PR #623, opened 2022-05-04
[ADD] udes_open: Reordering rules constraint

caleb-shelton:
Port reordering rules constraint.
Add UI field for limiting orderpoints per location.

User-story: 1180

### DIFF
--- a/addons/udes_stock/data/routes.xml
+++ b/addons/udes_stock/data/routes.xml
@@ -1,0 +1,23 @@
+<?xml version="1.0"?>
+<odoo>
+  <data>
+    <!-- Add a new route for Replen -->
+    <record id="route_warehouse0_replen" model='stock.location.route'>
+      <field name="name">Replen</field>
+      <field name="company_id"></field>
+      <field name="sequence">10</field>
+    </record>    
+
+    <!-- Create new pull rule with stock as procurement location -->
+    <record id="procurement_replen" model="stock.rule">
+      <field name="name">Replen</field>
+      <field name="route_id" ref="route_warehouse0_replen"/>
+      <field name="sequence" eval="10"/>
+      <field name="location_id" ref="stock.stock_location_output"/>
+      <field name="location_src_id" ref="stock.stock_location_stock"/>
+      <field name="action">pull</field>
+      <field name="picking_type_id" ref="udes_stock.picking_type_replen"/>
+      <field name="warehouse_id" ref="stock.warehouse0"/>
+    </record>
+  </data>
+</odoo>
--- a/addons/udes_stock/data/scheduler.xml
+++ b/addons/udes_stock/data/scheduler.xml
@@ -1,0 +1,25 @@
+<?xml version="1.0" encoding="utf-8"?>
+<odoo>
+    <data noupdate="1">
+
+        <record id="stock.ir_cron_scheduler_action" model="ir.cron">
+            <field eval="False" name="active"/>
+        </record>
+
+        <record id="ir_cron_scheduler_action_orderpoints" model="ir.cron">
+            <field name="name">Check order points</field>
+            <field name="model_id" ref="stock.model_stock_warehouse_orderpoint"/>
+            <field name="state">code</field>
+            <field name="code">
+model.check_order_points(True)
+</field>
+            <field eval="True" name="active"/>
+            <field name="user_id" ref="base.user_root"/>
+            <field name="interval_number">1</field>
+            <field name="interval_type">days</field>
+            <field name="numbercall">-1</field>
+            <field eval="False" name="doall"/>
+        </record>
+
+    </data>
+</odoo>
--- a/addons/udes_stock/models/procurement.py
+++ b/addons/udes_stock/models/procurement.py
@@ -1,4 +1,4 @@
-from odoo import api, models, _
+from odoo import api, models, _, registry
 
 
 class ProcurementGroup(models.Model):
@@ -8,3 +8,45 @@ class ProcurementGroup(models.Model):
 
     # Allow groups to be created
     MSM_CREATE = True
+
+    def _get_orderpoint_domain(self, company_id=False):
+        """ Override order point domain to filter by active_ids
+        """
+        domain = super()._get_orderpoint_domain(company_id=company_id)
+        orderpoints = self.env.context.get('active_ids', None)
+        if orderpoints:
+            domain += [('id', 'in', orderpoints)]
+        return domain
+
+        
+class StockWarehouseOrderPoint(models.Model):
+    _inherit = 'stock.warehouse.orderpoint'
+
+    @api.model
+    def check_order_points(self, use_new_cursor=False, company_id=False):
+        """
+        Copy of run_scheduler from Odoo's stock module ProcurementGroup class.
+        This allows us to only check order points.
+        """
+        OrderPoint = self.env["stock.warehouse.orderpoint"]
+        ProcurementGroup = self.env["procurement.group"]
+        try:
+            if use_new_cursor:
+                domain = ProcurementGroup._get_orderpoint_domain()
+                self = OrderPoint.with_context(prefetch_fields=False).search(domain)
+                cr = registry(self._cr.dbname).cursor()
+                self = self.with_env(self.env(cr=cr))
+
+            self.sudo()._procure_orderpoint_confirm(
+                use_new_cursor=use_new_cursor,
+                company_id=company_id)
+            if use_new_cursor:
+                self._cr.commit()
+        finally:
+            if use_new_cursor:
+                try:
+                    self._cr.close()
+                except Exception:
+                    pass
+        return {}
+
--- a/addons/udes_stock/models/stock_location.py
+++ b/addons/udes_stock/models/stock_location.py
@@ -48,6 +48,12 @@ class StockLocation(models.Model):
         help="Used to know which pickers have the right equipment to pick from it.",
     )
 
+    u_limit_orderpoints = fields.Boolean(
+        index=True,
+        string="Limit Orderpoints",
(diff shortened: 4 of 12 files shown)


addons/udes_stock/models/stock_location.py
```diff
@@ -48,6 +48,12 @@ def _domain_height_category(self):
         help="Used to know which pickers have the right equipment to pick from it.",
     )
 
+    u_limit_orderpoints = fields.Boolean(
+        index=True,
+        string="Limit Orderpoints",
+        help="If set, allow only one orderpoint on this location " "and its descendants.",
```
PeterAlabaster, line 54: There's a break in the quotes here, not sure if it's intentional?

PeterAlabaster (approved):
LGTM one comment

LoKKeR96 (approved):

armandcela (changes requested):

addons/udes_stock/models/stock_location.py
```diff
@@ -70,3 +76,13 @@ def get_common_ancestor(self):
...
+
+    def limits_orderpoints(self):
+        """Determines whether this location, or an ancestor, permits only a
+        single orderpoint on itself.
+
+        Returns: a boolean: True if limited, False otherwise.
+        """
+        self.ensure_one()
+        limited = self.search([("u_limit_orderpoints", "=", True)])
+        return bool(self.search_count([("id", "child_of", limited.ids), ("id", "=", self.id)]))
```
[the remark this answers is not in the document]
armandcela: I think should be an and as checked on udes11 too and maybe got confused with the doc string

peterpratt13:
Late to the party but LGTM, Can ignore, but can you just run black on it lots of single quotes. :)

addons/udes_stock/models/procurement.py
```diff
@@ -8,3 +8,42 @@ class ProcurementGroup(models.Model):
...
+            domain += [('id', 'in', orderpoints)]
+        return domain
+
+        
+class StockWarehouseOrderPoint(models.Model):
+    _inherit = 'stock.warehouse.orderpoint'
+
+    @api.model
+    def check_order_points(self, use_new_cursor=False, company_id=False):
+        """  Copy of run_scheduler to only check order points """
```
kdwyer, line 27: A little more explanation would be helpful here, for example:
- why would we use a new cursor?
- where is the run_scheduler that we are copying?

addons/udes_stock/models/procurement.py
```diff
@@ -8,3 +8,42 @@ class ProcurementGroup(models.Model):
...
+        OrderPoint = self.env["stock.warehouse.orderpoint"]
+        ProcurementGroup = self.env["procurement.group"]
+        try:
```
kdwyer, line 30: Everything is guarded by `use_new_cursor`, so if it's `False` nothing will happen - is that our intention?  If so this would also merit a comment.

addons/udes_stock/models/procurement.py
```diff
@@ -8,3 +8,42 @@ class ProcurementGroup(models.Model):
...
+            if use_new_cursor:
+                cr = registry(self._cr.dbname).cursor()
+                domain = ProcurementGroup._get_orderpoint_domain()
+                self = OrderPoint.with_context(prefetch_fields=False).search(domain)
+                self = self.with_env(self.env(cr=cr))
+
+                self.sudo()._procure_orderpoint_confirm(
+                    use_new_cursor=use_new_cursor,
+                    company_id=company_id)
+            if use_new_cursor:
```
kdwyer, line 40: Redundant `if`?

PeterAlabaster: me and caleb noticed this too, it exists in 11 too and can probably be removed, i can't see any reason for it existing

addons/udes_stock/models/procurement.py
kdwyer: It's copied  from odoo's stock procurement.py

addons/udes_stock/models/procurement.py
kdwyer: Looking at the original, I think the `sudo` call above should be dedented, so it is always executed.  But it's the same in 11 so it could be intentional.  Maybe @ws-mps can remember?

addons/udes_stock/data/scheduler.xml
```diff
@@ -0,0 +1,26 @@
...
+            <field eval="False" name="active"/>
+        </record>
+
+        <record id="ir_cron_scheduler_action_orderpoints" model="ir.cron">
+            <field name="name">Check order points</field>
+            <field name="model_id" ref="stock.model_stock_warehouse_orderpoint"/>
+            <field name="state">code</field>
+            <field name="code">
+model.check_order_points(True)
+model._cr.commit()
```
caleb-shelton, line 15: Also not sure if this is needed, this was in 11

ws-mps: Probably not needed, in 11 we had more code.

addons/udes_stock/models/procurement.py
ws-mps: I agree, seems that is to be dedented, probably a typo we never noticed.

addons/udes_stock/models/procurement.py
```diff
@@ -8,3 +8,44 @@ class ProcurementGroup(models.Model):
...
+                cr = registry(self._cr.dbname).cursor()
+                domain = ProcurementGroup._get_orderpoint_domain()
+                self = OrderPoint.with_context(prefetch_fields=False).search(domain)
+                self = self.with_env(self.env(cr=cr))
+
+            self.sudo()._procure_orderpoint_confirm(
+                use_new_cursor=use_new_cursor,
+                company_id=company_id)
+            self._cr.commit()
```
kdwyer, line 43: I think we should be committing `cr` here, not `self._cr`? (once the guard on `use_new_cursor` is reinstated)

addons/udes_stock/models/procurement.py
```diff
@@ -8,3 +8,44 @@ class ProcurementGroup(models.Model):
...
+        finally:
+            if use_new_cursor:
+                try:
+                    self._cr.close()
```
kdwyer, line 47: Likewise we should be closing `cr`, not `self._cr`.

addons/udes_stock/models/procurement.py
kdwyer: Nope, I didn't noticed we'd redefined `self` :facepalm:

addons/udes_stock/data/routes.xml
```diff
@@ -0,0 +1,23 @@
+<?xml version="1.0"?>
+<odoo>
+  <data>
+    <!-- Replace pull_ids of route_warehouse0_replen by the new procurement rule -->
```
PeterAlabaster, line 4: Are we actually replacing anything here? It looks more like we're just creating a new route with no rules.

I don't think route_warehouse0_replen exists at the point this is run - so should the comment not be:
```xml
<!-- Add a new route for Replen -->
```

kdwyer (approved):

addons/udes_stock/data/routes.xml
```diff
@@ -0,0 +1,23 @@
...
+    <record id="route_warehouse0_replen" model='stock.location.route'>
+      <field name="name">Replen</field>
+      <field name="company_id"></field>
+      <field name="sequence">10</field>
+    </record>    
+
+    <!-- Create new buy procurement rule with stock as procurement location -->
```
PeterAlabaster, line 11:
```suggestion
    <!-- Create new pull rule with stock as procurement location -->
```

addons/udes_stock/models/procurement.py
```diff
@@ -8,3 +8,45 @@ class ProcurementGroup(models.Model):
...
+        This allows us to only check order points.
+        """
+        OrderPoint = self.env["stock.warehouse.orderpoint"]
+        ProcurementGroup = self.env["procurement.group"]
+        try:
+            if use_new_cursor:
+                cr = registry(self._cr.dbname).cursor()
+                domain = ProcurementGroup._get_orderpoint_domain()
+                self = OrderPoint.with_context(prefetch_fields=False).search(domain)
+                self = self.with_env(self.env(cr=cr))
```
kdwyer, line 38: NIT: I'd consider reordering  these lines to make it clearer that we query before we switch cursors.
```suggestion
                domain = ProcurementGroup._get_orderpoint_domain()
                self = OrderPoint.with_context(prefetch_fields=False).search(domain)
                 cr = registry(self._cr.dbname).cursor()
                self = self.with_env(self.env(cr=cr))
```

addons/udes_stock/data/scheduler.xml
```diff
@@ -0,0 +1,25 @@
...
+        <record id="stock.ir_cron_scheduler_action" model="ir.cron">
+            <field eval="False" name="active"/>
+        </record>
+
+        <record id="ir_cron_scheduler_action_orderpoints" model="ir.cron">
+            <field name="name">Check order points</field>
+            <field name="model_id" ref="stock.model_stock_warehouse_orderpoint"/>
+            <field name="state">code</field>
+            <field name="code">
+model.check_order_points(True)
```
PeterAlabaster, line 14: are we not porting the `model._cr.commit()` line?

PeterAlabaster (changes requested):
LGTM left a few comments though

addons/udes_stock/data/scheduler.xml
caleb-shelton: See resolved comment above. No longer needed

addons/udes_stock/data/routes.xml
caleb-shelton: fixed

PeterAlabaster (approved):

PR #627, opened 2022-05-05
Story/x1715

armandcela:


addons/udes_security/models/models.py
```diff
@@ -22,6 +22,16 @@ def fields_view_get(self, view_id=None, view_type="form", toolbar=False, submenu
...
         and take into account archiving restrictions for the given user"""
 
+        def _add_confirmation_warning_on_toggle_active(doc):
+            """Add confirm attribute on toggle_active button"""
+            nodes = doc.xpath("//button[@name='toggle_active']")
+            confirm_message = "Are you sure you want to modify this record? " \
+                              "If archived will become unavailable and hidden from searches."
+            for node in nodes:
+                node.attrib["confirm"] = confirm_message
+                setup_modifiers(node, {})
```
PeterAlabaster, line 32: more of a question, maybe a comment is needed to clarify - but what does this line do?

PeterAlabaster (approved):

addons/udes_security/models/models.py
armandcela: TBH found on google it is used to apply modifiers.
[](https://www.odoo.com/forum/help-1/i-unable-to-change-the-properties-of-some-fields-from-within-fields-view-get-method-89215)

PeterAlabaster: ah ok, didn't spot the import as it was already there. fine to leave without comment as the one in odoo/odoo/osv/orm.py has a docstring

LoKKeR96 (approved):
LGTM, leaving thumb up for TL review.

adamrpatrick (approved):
☆ ☆ ☆ ☆
The expected answer is every line above in which the word "single" appears.

+        single orderpoint on itself.
Late to the party but LGTM, Can ignore, but can you just run black on it lots of single quotes. :)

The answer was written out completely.